Anda-mos a subsidiar grupos, que produzem energia sim, mas ainda lhes pagamos "muito", para reutilizar sub-produtos da sua actividade. Assim é só lucro, com investimento reduzido. Os resíduos, devem ser usados sim, como diz o Professor Domingos. Mas também, devem tirar desses resíduos o máximo de energia. Pelo que percebo limitam-se a produzir electricidade que não reutilizam, desperdiçam calor que vai para a atmosfera, e guardam todo o benefício duma produção bonificada, atribuindo os enormes custos do desequilibro energético aos consumidores.
Parece-me exagerado o âmbito de aplicação desta bonificação, tal com está e com o desperdício inerente.
Obrigado Professor por nos mostrar esta realidade! Talvez alguém acorde, e parem de assustar os pequenos investidores na micro-produção.

BondadeSua
Já somos tantos (microprodutores) que nada custa criar uma petição pública a divulgar a situação... claro que a guerra contra os "tubarões" não é fácil... mas se a situação não for denunciada publicamente o nosso governo volta a proteger os tubarões comendo as pequenas "sardinhas"... e mais uma vez o Zé Povinho (Grande Rafael Bordalo Pinheiro) paga as favas.
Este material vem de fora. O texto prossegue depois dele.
Issue #320, opened 2018-11-05
Replace call to deprecated function hb_font_funcs_set_glyph_func


rcombs:
This is apparently replaced by `hb_font_funcs_set_nominal_glyph_func` and `hb_font_funcs_set_variation_glyph_func`, but I'm not sufficiently familiar with the relevant code to know how they should be used differently.

PR #398, opened 2020-05-27
ass_shaper: fix harfbuzz deprecation warning

rcombs:
tbh this duplication feels a little excessive but it's what hb wants out of us so 🤷‍♀️


TheOneric:
Closes #320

Re: Tarifas de Electricidade e Co-geração

Enviado: quinta set 22, 2011 11:53 am
por BondadeSua
Saudações verdes
JDuarte Escreveu:
BondadeSua Escreveu:Saudações verdes
.........................
BondadeSua
Já somos tantos (microprodutores) que nada custa criar uma petição pública a divulgar a situação... claro que a guerra contra os "tubarões" não é fácil... mas se a situação não for denunciada publicamente o nosso governo volta a proteger os tubarões comendo as pequenas "sardinhas"... e mais uma vez o Zé Povinho (Grande Rafael Bordalo Pinheiro) paga as favas.
Também concordo.
Se alguém que esteja familiarizado com "petição pública" e sua formalidade, iniciar esse processo, também vou ajudar.
Alguma coisa se deve fazer. E normalmente é das pequenas iniciativas, que crescendo, se obtém "grandes resultados".